The first thing that comes to my mind is the voros "Why would a person with normal hearing wear a hearing aid?" If for the sake of pampering - then this is one thing, and if he doubts his hearing, then you need to check the hearing with a specialist. I think this question is from the category "What happens if you hit yourself on the head with a hammer?" - the answer "It depends with what force to hit." So it is with the apparatus. There are super-powerful hearing aids, which can cause barotrauma when wearing loud and harsh sound.
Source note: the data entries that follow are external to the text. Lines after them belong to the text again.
PR #1812, opened 2026-04-28
feat: support node filtering based on hami-vnpu-core annotation

ashergaga:
**What type of PR is this?**
/kind feature

This PR enhances the `hami-scheduler` filtering strategy by enabling it to perceive the state of `hami-vnpu-core` on a node-by-node basis.

**Core Logic:**
During the Predicate (Filter) phase, the scheduler now retrieves and inspects the `hami-vnpu-core` annotation on the Node. If a Pod's annotation declares `huawei.com/vnpu-mod: hami-core`, the scheduler will strictly match nodes that have enabled the `hami-vnpu-core` annotation.


pkg/device/ascend/device.go
```diff
@@ -430,16 +431,42 @@ func (npu *Devices) Fit(devices []*device.DeviceUsage, request device.ContainerD
...
+	reason := make(map[string]int)
 
 	vnpuMode := ""
 	if pod != nil && pod.Annotations != nil {
 		vnpuMode = pod.Annotations[VNPUModeAnnotation]
 	}
+
+	isHAMiCore := (vnpuMode == VNPUModeHamiCore)
+
+	// Verify whether the Node supports hami vnpu core
```
DSFans2014, line 445: In what situations is it not supported?  Does the device plugin require special configuration or deployment compared with other nodes?

ashergaga: **In what situations is it not supported?**
It is not supported if the Ascend devices on a node do not have device share mode enabled. We use the `hami-device-node-config` ConfigMap to explicitly declare which nodes support `hami-vnpu-core`, and the device plugin will add the `hami-vnpu-core` annotation to these supported nodes. Furthermore, each declared node must exclusively choose either hard partitioning or soft partitioning—simultaneous use of both modes is not allowed.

I will say this: as an audiologist, I often put on a hearing aid, which I tune, first on myself (with hearing, complete order). I listen to it in the version for minimal hearing loss. What for? To hear the difference in how hearing aids sound. Different models of different brands have nuances in shades. When demonstrating new models, we also listen to how they sound and let our colleagues listen (also with normal hearing). The sensations are interesting, but nothing critical.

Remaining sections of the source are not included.